[Stored data]

○ ○ ○ ○

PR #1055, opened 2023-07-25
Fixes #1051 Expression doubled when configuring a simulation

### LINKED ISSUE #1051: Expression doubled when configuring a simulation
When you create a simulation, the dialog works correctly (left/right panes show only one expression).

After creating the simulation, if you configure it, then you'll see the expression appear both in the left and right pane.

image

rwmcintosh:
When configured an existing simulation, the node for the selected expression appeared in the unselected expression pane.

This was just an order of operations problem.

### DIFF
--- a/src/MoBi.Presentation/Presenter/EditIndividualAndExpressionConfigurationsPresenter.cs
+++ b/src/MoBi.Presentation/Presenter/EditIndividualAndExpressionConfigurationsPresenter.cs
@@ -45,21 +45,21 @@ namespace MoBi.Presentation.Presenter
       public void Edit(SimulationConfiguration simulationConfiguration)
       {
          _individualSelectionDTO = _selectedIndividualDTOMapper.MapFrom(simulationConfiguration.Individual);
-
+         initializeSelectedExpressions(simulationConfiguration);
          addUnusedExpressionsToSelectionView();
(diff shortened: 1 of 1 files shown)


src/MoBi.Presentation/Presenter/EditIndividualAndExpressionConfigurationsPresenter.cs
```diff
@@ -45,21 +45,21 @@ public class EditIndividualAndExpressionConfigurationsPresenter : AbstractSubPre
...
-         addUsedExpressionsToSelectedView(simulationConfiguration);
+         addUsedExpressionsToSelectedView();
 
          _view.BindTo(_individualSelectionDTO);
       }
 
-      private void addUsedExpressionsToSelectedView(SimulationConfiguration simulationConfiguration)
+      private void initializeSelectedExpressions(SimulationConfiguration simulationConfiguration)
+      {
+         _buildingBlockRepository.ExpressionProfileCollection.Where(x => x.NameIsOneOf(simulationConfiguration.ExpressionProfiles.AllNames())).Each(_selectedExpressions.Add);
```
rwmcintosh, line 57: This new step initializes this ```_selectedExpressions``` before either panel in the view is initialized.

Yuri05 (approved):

○ ○ ○ ○

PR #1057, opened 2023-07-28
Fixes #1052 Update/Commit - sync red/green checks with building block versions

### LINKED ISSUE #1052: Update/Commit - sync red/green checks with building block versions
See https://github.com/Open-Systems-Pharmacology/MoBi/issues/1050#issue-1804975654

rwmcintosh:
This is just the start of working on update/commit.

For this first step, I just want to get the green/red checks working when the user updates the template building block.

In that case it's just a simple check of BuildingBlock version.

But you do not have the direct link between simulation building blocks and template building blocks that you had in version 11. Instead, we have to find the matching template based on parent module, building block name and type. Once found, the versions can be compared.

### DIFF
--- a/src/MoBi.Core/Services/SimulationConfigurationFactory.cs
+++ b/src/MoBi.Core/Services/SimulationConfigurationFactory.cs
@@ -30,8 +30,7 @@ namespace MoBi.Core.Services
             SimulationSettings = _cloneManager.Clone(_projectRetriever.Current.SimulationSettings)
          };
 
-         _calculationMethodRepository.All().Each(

○ ○ ○ ○

▸ **What to produce**
Look through the entries above and count each line holding "void"; report the count alone.

▸ **Expected answer**
3